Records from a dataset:
PR #46, opened 2018-03-13
Introduce global config

### LINKED ISSUE #40: New mechanism for global configuration
I've thought a lot about #25 and related issues, and I think that there might be a need for an application-level global configuration that's set once and immutable.

Particularly, I'd like to have settings like:

* Trace all Roblox mutations (#27)
* Enable traceback storage on element creation (currently `DEBUG_ENABLE`)
* Set the frame budget for async rendering
* Automatically deep-freeze props and state for debugging

The API I'd be looking for would be something like:

```lua
Roact.setGlobalConfig({
    elementTracing = true,
    deepFreezePropsAndState = true
})
```

Any calls to `setGlobalConfig` after the first would throw an error.

LPGhatguy:
Closes #40.

Introduces a single global configuration point, `elementTracing`, as well as two methods to set and get that value, `setGlobalConfig` and `getGlobalConfigValue`.


LPGhatguy:
I want to wait to merge this until #44 has landed, since it changes the public API and #44 introduces tests around what's exposed in the public API.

TRY IT
Every record above should be copied exactly.

ANSWER TO THIS EXERCISE
PR #46, opened 2018-03-13
Introduce global config

### LINKED ISSUE #40: New mechanism for global configuration
I've thought a lot about #25 and related issues, and I think that there might be a need for an application-level global configuration that's set once and immutable.

Particularly, I'd like to have settings like:

* Trace all Roblox mutations (#27)
* Enable traceback storage on element creation (currently `DEBUG_ENABLE`)
* Set the frame budget for async rendering
* Automatically deep-freeze props and state for debugging

The API I'd be looking for would be something like:

```lua
Roact.setGlobalConfig({
    elementTracing = true,
    deepFreezePropsAndState = true
})
```

Any calls to `setGlobalConfig` after the first would throw an error.

LPGhatguy:
Closes #40.

Introduces a single global configuration point, `elementTracing`, as well as two methods to set and get that value, `setGlobalConfig` and `getGlobalConfigValue`.


LPGhatguy:
I want to wait to merge this until #44 has landed, since it changes the public API and #44 introduces tests around what's exposed in the public API.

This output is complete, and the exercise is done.